Hola, me gustaria encontrar el esquema del amplificador piones SA-510 para reparar uno que tengo. Muchas gracias


----------



## tecnicdeso (May 14, 2007)

rosadan1958 dijo:
			
		

> Hola, me gustaria encontrar el esquema del amplificador piones SA-510 para reparar uno que tengo. Muchas gracias



Siento decirte que la politica de este fabricante no permite la difusión de documentos técnicos (ni previo pago).  De todos modos, las circuiterias de este tipo de amplificador no son complicadas, con buenos conocimientos electrónicos son de fácil reparación.


----------



## Luck_19 (Abr 13, 2009)

Mejor tarde que nunca...si todavia buscas el esquema del pioneer SA-510  aca lo dejo...espero que les sirva.
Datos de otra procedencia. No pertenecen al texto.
PR #2428, opened 2019-08-19
Stripe CSA

znarf:
Backend side of https://github.com/opencollective/opencollective/issues/2340


server/graphql/v1/mutations/orders.js
```diff
@@ -528,39 +527,75 @@ export async function createOrder(order, loaders, remoteUser, reqIp) {
...
+    ],
+  });
+  if (!existingOrder) {
+    throw new errors.NotFound({ message: 'Order not found' });
+  }
+
+  if (!remoteUser.isAdmin(existingOrder.FromCollectiveId)) {
+    throw new errors.Unauthorized({ message: "You don't have permission to confirm this order" });
+  }
+
```
Betree: Maybe we should also check that the order is not already confirmed to prevent any double spending?

server/graphql/v1/types.js
```diff
@@ -1653,6 +1653,24 @@ export const OrderType = new GraphQLObjectType({
...
+      stripeAccount: {
+        type: GraphQLString,
+        resolve(order) {
+          return order.stripeAccount;
+        },
+      },
+      stripeResponse: {
+        type: GraphQLJSON,
+        resolve(order) {
+          return order.stripeResponse;
```
Betree: Is there any risk of leaking private info if we return the Stripe response?

server/lib/subscriptions.js
```diff
@@ -88,6 +88,13 @@ export async function processOrderWithSubscription(options, order) {
         transaction = await paymentsLib.processOrder(order);
         orderProcessedStatus = 'success';
       } catch (error) {
+        if (error.stripeResponse) {
+          if (error.stripeResponse.paymentIntent) {
```
Betree: Ideally `subscriptions` should be agnostic about what Stripe is, it's the responsibility of `server/paymentProviders/stripe/*` to deal with Stripe errors

server/graphql/v1/mutations/orders.js
```diff
@@ -528,39 +527,80 @@ export async function createOrder(order, loaders, remoteUser, reqIp) {
...
+  });
+
+  if (!existingOrder) {
+    throw new errors.NotFound({ message: 'Order not found' });
+  }
+  if (!remoteUser.isAdmin(existingOrder.FromCollectiveId)) {
+    throw new errors.Unauthorized({ message: "You don't have permission to confirm this order" });
+  }
+  if (existingOrder.status !== 'ERROR' && existingOrder.status !== 'PENDING') {
+    throw new errors.NotFound({ message: 'Order can only be confirmed if ERROR or PENDING.' });
```
Betree: `NotFound` doesn't feels to me like the right error type. Would be great to have a `ActionAlreadyDone` (or similar) error type for this case, I'd like to be able to catch it in the Frontend to show it as an info (`This order has alrady been confirmed`) rather than an error.

znarf: Good that you spotted that. I absolutely didn't want to do that, copy/paste accident!

migrations/20190822070158-add-saved-column-to-payment-methods.js
```diff
@@ -0,0 +1,19 @@
+'use strict';
+
+module.exports = {
+  up: async (queryInterface, Sequelize) => {
+    await queryInterface.addColumn('PaymentMethods', 'saved', {
+      type: Sequelize.BOOLEAN,
+      defaultValue: false,
```
Betree: If default is `false`, is there not a risk of not seeing all the other payment methods when they're created? I'm thinking about `virtualcard` and `collective` types in particular

server/graphql/v1/mutations/orders.js
```diff
@@ -118,9 +118,12 @@ async function checkRecaptcha(order, remoteUser, reqIp) {
 }
 
 export async function createOrder(order, loaders, remoteUser, reqIp) {
+  // console.log(order);
```
Betree:
```suggestion
```

server/graphql/v1/mutations/orders.js
```diff
@@ -510,36 +504,98 @@ export async function createOrder(order, loaders, remoteUser, reqIp) {
...
+      { model: models.Collective, as: 'fromCollective' },
+      { model: models.PaymentMethod, as: 'paymentMethod' },
+      { model: models.Subscription, as: 'Subscription' },
+    ],
+  });
+
+  if (!order) {
+    throw new errors.NotFound({ message: 'Order not found' });
+  }
+  if (!remoteUser.isAdmin(order.FromCollectiveId)) {
```
Betree: Tricky case: if order is made with a gift card, to one that will need to confirm it is the gift card emitter - not the person ordering. In such case we'll need to check `PaymentMethod.CollectiveId`

server/graphql/v1/mutations/orders.js
```diff
@@ -510,36 +504,98 @@ export async function createOrder(order, loaders, remoteUser, reqIp) {
...
+      await order.save();
     }
 
     return order;
   } catch (error) {
-    debug('createOrder mutation error: ', error);
-    if (orderCreated && !orderCreated.processedAt) {
-      // TODO: Order should be updated with data JSON field to store the error to review later
-      orderCreated.update({ status: status.ERROR });
+    // console.log(error);
```
Betree:
```suggestion
```

server/graphql/v1/mutations/orders.js
```diff
@@ -688,34 +744,51 @@ export async function updateSubscription(remoteUser, args) {
...
+        await order.Subscription.update({
+          nextChargeDate: updatedDates.nextChargeDate,
+          chargeRetryCount,
+        });
+      }
 
-    order = await order.update({ PaymentMethodId: newPm.id });
+      order = await order.update({ PaymentMethodId: newPm.id });
+    } catch (error) {
+      console.log(error);
```
Betree:
```suggestion
```

migrations/20190822070158-add-saved-column-to-payment-methods.js
znarf: What would you recommend?

znarf: Technically, I decided to only use this "saved" property for credit cards. For now.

Yo estoy tratando de reparar el mio,hoy voy a ver con que me encuentro al abrirlo. ops:  ops:  ops: 

Saludos


----------



## williamdj (Oct 1, 2010)

mijo mucho gusto mi nombre es william y estoy buscando a alguien que me ayude a encontrar el esque de la tarjeta pioner


----------



## Deepsoul (May 26, 2013)

> Mejor tarde que nunca...si todavia buscas el esquema del pioneer SA-510 aca lo dejo...espero que les sirva.
> 
> Yo estoy tratando de reparar el mio,hoy voy a ver con que me encuentro al abrirlo. ops: ops: ops:
> 
> Saludos



¿Alguien ha podido abrir los archivos? Me dice que están dañados. SI alguien los tiene, le agradecería que los volviera a subir.

Un saludo


----------



## malesi (May 26, 2013)

Deepsoul dijo:


> ¿Alguien ha podido abrir los archivos? Me dice que están dañados. SI alguien los tiene, le agradecería que los volviera a subir.
> 
> Un saludo





Te descargas los dos archivos

Pero este *pioneer_sa_510part2_184.rar*

le cambias el nombre por *pioneer_sa_510part1_177.rar*

Descomprimes y ya esta.

Saludos


----------